Volpe Library Exhibit and History

Students checking out books at the Jere Whitson Memorial Library, c. 1950. The Library was closed stacks, meaning library workers retrieved books for patrons.

Did you know Angelo and Jennette Volpe Library turned 30 in 2019? This was not Tech’s first library though. Tennessee Tech University’s first building dedicated solely to being a library was Jere Whitson Memorial Library. Prior to the Jere Whitson Memorial Library, the library operated in the administration building when Tennessee Tech was Dixie College and later when it was Tennessee Polytechnic Institute. The Jere Whitson Memorial Library was named in honor of Dixie College board member Jere Whitson. Jere Whitson was a driving force behind establishing a college in Cookeville, and he donated the land to build Dixie College. The Jere Whitson Memorial Library was located on the Quad in the same building that bears Jere Whitson’s name today.

Front of Jere Whitson Memorial Library, c. 1960s

Soon, however, Tennessee Tech’s enrollment increased and Tennessee Tech outgrew Jere Whitson Memorial Library. Students and librarians alike hoped for a new and improved library that could accommodate Tech’s growing student body. Jere Whitson Memorial Library would become so crowded during peak hours that there were not enough desks and chairs to accommodate all of the students.
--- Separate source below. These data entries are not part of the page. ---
PR #1451, opened 2025-11-13
chore: update testnet contract

gilcu3:
Closes https://github.com/near/mpc/issues/1452


crates/contract/src/lib.rs
```diff
@@ -1601,7 +1603,7 @@ impl MpcContract {
 }
 
 fn try_state_read<T: borsh::BorshDeserialize>() -> Result<Option<T>, std::io::Error> {
-    env::storage_read(b"state")
+    env::storage_read(b"STATE")
```
gilcu3: ups yeah I had seen it as well, so shame on me

netrome: Shhhh :hushed:

PR #1478, opened 2025-11-17
fix: fetch MPC_SECRET_STORE_KEY

andrei-near:


netrome:
Done in https://github.com/near/mpc/pull/1480

PR #1480, opened 2025-11-17
fix: fetch mpc secret store key and add gcp image

### LINKED ISSUE #1479: Set SECRET_STORE_KEY_HEX if not already present in `start.sh`
### Background

From https://nearone.slack.com/archives/C090K7MC8CR/p1763392628828609

The testnet upgrade is failing because we're not setting the `SECRET_STORE_KEY_HEX` environment variable in some deployments.

From Andrei:

> we discussed this when dev cluster was updated so that SECRET_STORE_KEY_HEX is assigned the value of  GCP_LOCAL_ENCRYPTION_KEY_SECRET_ID or MPC_SECRET_STORE_KEY

### User Story

_No response_

### Acceptance Criteria

We set the appropriate value for the SECRET_STORE_KEY_HEX env variable if it's unset in `start.sh`

_No response_

gilcu3:
closes #1479

### DIFF
--- a/deployment/build-images.sh
+++ b/deployment/build-images.sh
@@ -143,10 +143,10 @@ if $USE_PUSH; then
     if [ -z "$branch_name" ]; then
         branch_name="detached"
     fi
-    sanitizded_branch_name="${branch_name//\//-}"
+    sanitized_branch_name="${branch_name//\//-}"
 
     short_hash=$(git rev-parse --short HEAD)
-    image_tag="$sanitizded_branch_name-$short_hash"
+    image_tag="$sanitized_branch_name-$short_hash"
     echo "Using branch-hash tag: $image_tag"
 
     if $USE_LAUNCHER; then


deployment/Dockerfile-node
```diff
@@ -1,19 +1,18 @@
-FROM debian:bookworm-slim@sha256:acd98e6cfc42813a4db9ca54ed79b6f702830bfc2fa43a2c2e87517371d82edb
+# FROM debian:bookworm-slim@sha256:acd98e6cfc42813a4db9ca54ed79b6f702830bfc2fa43a2c2e87517371d82edb
+FROM google/cloud-sdk:debian_component_based
```
netrome: Note for posterity: We need this image to support the `gcloud` command in `start.sh`

deployment/build-images.sh
```diff
@@ -72,6 +77,9 @@ fi
 DOCKERFILE_NODE=deployment/Dockerfile-node
 : "${NODE_IMAGE_NAME:=mpc-node}"
 
+DOCKERFILE_NODE_GCP=deployment/Dockerfile-node-gcp
+: "${NODE_GCP_IMAGE_NAME:=mpc-node-gcp}"
```
netrome: Hmm I'm a bit torn on whether we should have a separate image tag for this or not. But sure, if we're maintaining different images for now it does make sense. Let's keep this for now and get rid of it in a subsequent release.

netrome (approved):
Thanks, let's get this through and make a new patch release.

PR #1488, opened 2025-11-18
fix(contract):  fix ProposeUpdate vote method and add unit test

### LINKED ISSUE #1485: chore: add unit tests for contract update logic
### Background

The logic in [crates/contract/src/update.rs](https://github.com/near/mpc/blob/main/crates/contract/src/update.rs) is currently not unit-tested. The logic is only covered by high-level tests, asserting that we can upgrade the contract code. This means that it is easy to miss small inconsistencies in code.

For example, the method `vote` may lead to an inconsistent state in the `ProposedUpdate` struct: if a participant submits a vote for a non-existent `UpdateId`, then the pair `(AccountId, UpdateId)` will be tracked in the `vote_by_participant` map, but the vote will never be counted.
To keep a consistent state, `ProposedUpdate` currently relies on the caller reverting any changes in case `vote` returns `None`

https://github.com/near/mpc/blob/9c34614e87280932da9d6cdc3cee8537b6443b7a/crates/contract/src/update.rs#L137-L147

Writing unit tests can help to discover small inconsistencies like the above. Good unit tests often require that one can reason well about the behavior of a small unit of code.

### User Story

As a dev, I want test coverage.
As a dev, I want code that is easy to reason about.

### Acceptance Criteria

- Make the `vote` method above easy to reason about
- add unit test coverage for the `ProposedUpdates` struct. 

_No response_

kevindeforth:
resolves #1485

### DIFF
--- a/crates/contract/src/update.rs
+++ b/crates/contract/src/update.rs
@@ -246,7 +246,7 @@ mod tests {
         assert_eq!(found, expected);
     }
 
-    /// Ensures that `ProposedUpdates::propose()`:
+    /// Ensures that [`ProposedUpdates::propose`]:
     /// - returns the [`UpdateId`] of the proposed update
     /// - inserst the [`UpdateEntry`] into the entries map
     /// - does **not** record a vote for the newly proposed update
@@ -465,7 +465,7 @@ mod tests {
     impl TryFrom<&ProposedUpdates> for TestUpdateVotes {
         type Error = anyhow::Error;
 
-        /// converts `ProposedUpdates` to `TestUpdateVotes`. Fails if `ProposedUpdates` has a n
+        /// converts `ProposedUpdates` to `TestUpdateVotes`. Fails if `ProposedUpdates` has an
         /// inconsistent state.
         fn try_from(value: &ProposedUpdates) -> anyhow::Result<Self> {
             let id = value.id.0;


crates/contract/src/update.rs
```diff
@@ -175,6 +179,17 @@ impl ProposedUpdates {
         }
         Some(promise)
     }
+
+    /// Removes the vote for [`AccountId`]
+    pub fn remove_vote(&mut self, voter: &AccountId) {
+        if let Some(previous_id) = self.vote_by_participant.remove(voter) {
+            if let Some(entry) = self.entries.get_mut(&previous_id) {
+                entry.votes.remove(voter);
```
pbeza: Shouldn't we remove `entry` from `self.entries` if no votes remain after this removal? 🤔

crates/contract/src/update.rs
```diff
@@ -199,3 +214,289 @@ fn bytes_used(update: &Update) -> u128 {
...
+        let proposed_updates = ProposedUpdates::default();
+        let expected = TestUpdateVotes {
+            id: 0,
+            entries: BTreeMap::new(),
+        };
+        let found: TestUpdateVotes = (&proposed_updates).try_into().unwrap();
+        assert_eq!(found, expected);
+    }
+
+    /// Ensures that `ProposedUpdates::propose()`:
```
pbeza:
```suggestion
    /// Ensures that [`ProposedUpdates::propose`]:
```

crates/contract/src/update.rs
```diff
@@ -199,3 +214,289 @@ fn bytes_used(update: &Update) -> u128 {
...
+
+    /// Ensure that the default struct is empty
+    #[test]
+    fn test_proposed_updates_starts_empty() {
+        let proposed_updates = ProposedUpdates::default();
+        let expected = TestUpdateVotes {
+            id: 0,
+            entries: BTreeMap::new(),
+        };
+        let found: TestUpdateVotes = (&proposed_updates).try_into().unwrap();
```
pbeza: Nit: Initially, I was a bit confused about how `ProposedUpdates` gets transformed into `TestUpdateVotes` — I missed that you put `TryFrom` at the very end of the file. It also adds a bit of mental overhead to understand why that intermediate representation is needed, but I’m okay with it. Just sharing my thoughts.

crates/contract/src/update.rs
```diff
@@ -199,3 +214,289 @@ fn bytes_used(update: &Update) -> u128 {
...
+                    },
+                ),
+            ]),
+        };
+
+        let found: TestUpdateVotes = (&proposed_updates).try_into().unwrap();
+        assert_eq!(found, expected);
+    }
+
+    /// asserts that a vote for a non-existing update id by [`AccountId`] removes any previous vote by [`AccountId`]
```
pbeza: Should we document this behavior here?

https://github.com/near/mpc/blob/be7acd28c36a3c3d44ebad69c44d72614b578c5e/crates/contract/README.md?plain=1#L264

crates/contract/src/update.rs
```diff
@@ -175,6 +179,17 @@ impl ProposedUpdates {
...
         Some(promise)
     }
+
+    /// Removes the vote for [`AccountId`]
+    pub fn remove_vote(&mut self, voter: &AccountId) {
+        if let Some(previous_id) = self.vote_by_participant.remove(voter) {
+            if let Some(entry) = self.entries.get_mut(&previous_id) {
+                entry.votes.remove(voter);
+            } else {
+                env::log_str("inconsistent voting set");
```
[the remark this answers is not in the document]
kevindeforth: > Does the current implementation allow us to end up in this inconsistent state?

The contract endpoints prevent this for the existing code on main (c.f. also https://github.com/near/mpc/pull/1488#discussion_r2538616075)

With the implementation of `ProposedUpdates::vote` in this PR, we should never be in an inconsistent state.

PR #1490, opened 2025-11-18
fix: remove balance checks

### LINKED ISSUE #1489: Balance check fails on testnet
### Background

Several operators are seeing these errors:

```
2025-11-18T07:46:24.702976Z DEBUG mpc_node::indexer::lib: fetching account balance for <account>
2025-11-18T07:46:24.703139Z  INFO mpc_node::indexer::balances: Failed to get balance. Waiting for sync? account=signer err=The node does not track the shard ID 4
```

This is because our indexer does not track the shard where the MPC account lives in the typical scenario. Therefore we should remove this balance check.

### User Story

As a node operator I don't want a broken balance check.

### Acceptance Criteria

We've removed the balance check and associated metric since they are not working in production.

Note: The balance check was introduced in https://github.com/near/mpc/pull/776

gilcu3:
Closes #1489


gilcu3:
> Thanks! Feels unfortunate that we implemented and removed this, so it would be nice to figure out long term how to better cover the sharded setup in our system tests. But let's save that for a bit.

ups thanks for the review, but I thought this had been merged already :O the queue had defeated it :(

Issue #1269, opened 2025-10-12
re-enabled and Update tests that need data from a real MPC node


barakeinav1:
### Background

the following test need to be Update with real data from the MPC node running in TDX, and then  re-enabled.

Thankfully, Tennessee Tech administrators understood that a new library was essential in properly serving the Tennessee Tech student body; construction began on Angelo and Jennette Volpe Library in 1987.
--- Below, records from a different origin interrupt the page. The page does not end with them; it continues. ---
PR #1506, opened 2025-11-20
feat: contract allows querying update proposals

### LINKED ISSUE #1415: Allow querying update proposals on the MPC contract
### Background

Currently when we upgrade the MPC contract it happens in two steps:

1. Someone proposes an update using the `propose_update` method. In doing so, they upload the bytecode of the new contract and receive an update ID.
2. The node operators uses the `vote_update` method to vote for the update. Once the update gets enough votes, the contract is upgraded.

However, there is an obvious problem here. `vote_update` only takes a single update ID as a parameter but there is currently no convenient way to

1. Query the set of existing proposals to spot that an update is proposed.
2. Validate the proposal before voting for it.

### User Story

As an operator I'd like to know what proposal I'm voting for.

### Acceptance Criteria

The contract exposes a method to query data about update proposals.

Note: The endpoint should not return the full bytecode for practical reasons. Just a sha256 digest would be enough.

kevindeforth:
Resolves #1415

### DIFF
--- a/crates/contract/src/lib.rs
+++ b/crates/contract/src/lib.rs
@@ -2869,7 +2869,7 @@ mod tests {
         expected_votes
     }
 
-    fn test_proposed_updates_case(protocol_contract_state: ProtocolContractState) {
+    fn test_proposed_updates_case_given_state(protocol_contract_state: ProtocolContractState) {
         let mut contract = MpcContract::new_from_protocol_sate(protocol_contract_state);
 
         assert_eq!(contract.proposed_updates(), dtos::ProposedUpdates(vec![]));
@@ -2908,10 +2908,12 @@ mod tests {
             }
         };
         let mut expected = vec![code_update, config_update];
+        // sorting to have consistent order
         expected.sort();
 
         let mut res = contract.proposed_updates();
         res.0.iter_mut().for_each(|update| update.votes.sort());
+        // sorting to have consistent order
         res.0.sort();
 
         assert_eq!(dtos::ProposedUpdates(expected), res);
@@ -2920,19 +2922,19 @@ mod tests {
     #[test]
     pub fn test_proposed_updates_interface_running() {
         let protocol_contract_state = ProtocolContractState::Running(gen_running_state(2));
-        test_proposed_updates_case(protocol_contract_state);
+        test_proposed_updates_case_given_state(protocol_contract_state);
     }
 
     #[test]
     pub fn test_proposed_updates_interface_resharing() {
         let protocol_contract_state = ProtocolContractState::Resharing(gen_resharing_state(2).1);
-        test_proposed_updates_case(protocol_contract_state);
+        test_proposed_updates_case_given_state(protocol_contract_state);
     }
 
     #[test]
     pub fn test_proposed_updates_interface_initialzing() {
         let protocol_contract_state =
             ProtocolContractState::Initializing(gen_initializing_state(2, 1).1);
-        test_proposed_updates_case(protocol_contract_state);
+        test_proposed_updates_case_given_state(protocol_contract_state);
     }
 }


crates/contract-interface/src/types/updates.rs
```diff
@@ -0,0 +1,72 @@
...
+)]
+#[cfg_attr(
+    all(feature = "abi", not(target_arch = "wasm32")),
+    derive(schemars::JsonSchema)
+)]
+pub struct Update {
+    pub update_id: u64,
+    pub update_hash: UpdateHash,
+    pub votes: Vec<AccountId>,
+}
```
gilcu3: this is the dto type for one of the entries of  `entries: IterableMap<UpdateId, UpdateEntry>` where

```
struct UpdateEntry {
    update: Update,
    votes: HashSet<AccountId>,
    bytes_used: u128,
}
```

I guess the new names are better, but I am worried that the reason for the dto type to be different from the original gets lost.

crates/contract/src/lib.rs
```diff
@@ -2836,4 +2842,98 @@ mod tests {
...
+        let mut contract = MpcContract::new_from_protocol_sate(protocol_contract_state);
+
+        assert_eq!(contract.proposed_updates(), dtos::ProposedUpdates(vec![]));
+
+        let code_update = {
+            // propose update
+            let code = [0u8; 1000];
+            let hash = Sha256::digest(code);
+            let update = Update::Contract(code.into());
+            let expected_update_hash = dtos::UpdateHash::Code(hash.into());
```
gilcu3: orthogonal to this PR, but it would probably be much nicer if `Update::Contract` had a digest method instead of this, so that the code needed would be:
```suggestion
            let code = [0u8; 1000];
            let update = Update::Contract(code.into());
            let expected_update_hash = update.digest();
```

gilcu3 (dismissed):
Thank you, specially for the tests added!

I left some comments/questions, maybe helpful for future readers

crates/contract/src/lib.rs
kevindeforth: nice idea!

crates/contract/src/dto_mapping.rs
```diff
@@ -399,3 +403,38 @@ impl IntoInterfaceType<dtos::PublicKey> for &near_sdk::PublicKey {
...
+                update_hash: update.into_dto_type(),
+                votes: votes
+                    .iter()
+                    .map(|account_id| account_id.into_dto_type())
+                    .collect(),
+            })
+            .collect();
+        dtos::ProposedUpdates(updates)
+    }
+}
```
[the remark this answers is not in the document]
gilcu3: thanks for the thorough explanation!

crates/contract/src/lib.rs
```diff
@@ -2836,4 +2842,98 @@ mod tests {
...
+                update_hash: expected_update_hash,
+                votes: expected_votes,
+            }
+        };
+        let mut expected = vec![code_update, config_update];
+        expected.sort();
+
+        let mut res = contract.proposed_updates();
+        res.0.iter_mut().for_each(|update| update.votes.sort());
+        res.0.sort();
```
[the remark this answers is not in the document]
gilcu3: I think this is answered already in you previous answer, so marking as resolved

crates/contract/src/update.rs
```diff
@@ -567,4 +574,63 @@ mod tests {
...
+            expected_votes
+        };
+
+        let votes_1 = {
+            let account_id = gen_account_id();
+            let expected_votes = HashSet::from([account_id.clone()]);
+            let votes_1 = proposed_updates
+                .vote(&update_id_1, account_id.clone())
+                .unwrap();
+            assert_eq!(&HashSet::from([account_id.clone()]), votes_1);
```
pbeza:
```suggestion
            assert_eq!(&expected_votes, votes_1);
```

crates/contract/src/lib.rs
```diff
@@ -2836,4 +2842,98 @@ mod tests {
...
+    fn propose_and_vote(
+        contract: &mut MpcContract,
+        update: Update,
+        expected_update_id: u64,
+    ) -> Vec<dtos::AccountId> {
+        let update_id = contract.proposed_updates.propose(update.clone());
+        assert_eq!(update_id.0, expected_update_id);
+        // generate two accounts for voting
+        let account_id_0 = gen_account_id();
+        let account_id_1 = gen_account_id();
```
pbeza: Given the [discussion](https://nearone.slack.com/archives/C07UW93JVQ8/p1763644116745819?thread_ts=1763628576.510629&cid=C07UW93JVQ8) brought up by @gilcu3, it might be worth making the tests easily parameterized over the number of accounts, if possible. It would also reduce the copy-paste. Not pushing for it though, since we already have plenty of tests with a fixed number of participants/accounts/whatever.

pbeza (dismissed):
LGTM. Left a few nits.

Prior to library book databases, students had to search for resources using a card catalog, which listed books and resources alphabetically by subject.

Angelo and Jennette Volpe Library opened its doors to students for the first time in the summer of 1989. Volpe Library is named after former Tennessee Tech University President Dr. Angelo Volpe and First Lady Jennette Volpe.  Dr. Angelo Volpe was Tennessee Tech University’s seventh president and third longest serving president (1987-2000). The library’s name includes both husband and wife because both were recognized for their contributions and hard work at Tennessee Tech. As of 2019, Angelo and Jennette Volpe Library has been an important part of Tennessee Tech campus life for thirty years.

The library has always been a popular hangout. c. 1950s.


Thousands of students have patronized Angelo and Jennette Volpe Library over the years, and thousands of students visited Jere Whitson Memorial Library before its closing.  Student life at Tennessee Tech University would be much different without the Angelo and Jennette Volpe Library and the Jere Whitson Memorial Library. Tennessee Tech’s libraries have changed a lot over 115 years, but each library has been an integral part of campus that has been dedicated to helping students succeed. How did the library impact your time at Tennessee Tech University?

Volpe Library at Night.

If you are interested in learning more about Volpe Library and its history, visit the exhibit on the main floor of the library or stop by the archives.

About University Archives

Archives and Special Collections resides in Angelo and Jennette Volpe Library on the first floor. The collection includes materials of legal, fiscal and historical significance to Tennessee Tech University and documents the history of the Upper Cumberland Region. The collection includes over 2,500 cubic feet of manuscripts, photographs, and archives from Tennessee Tech as well as surrounding people, businesses, and organizations of the Upper Cumberland. The collection contains books on the history and culture of the Upper Cumberland Region of Tennessee.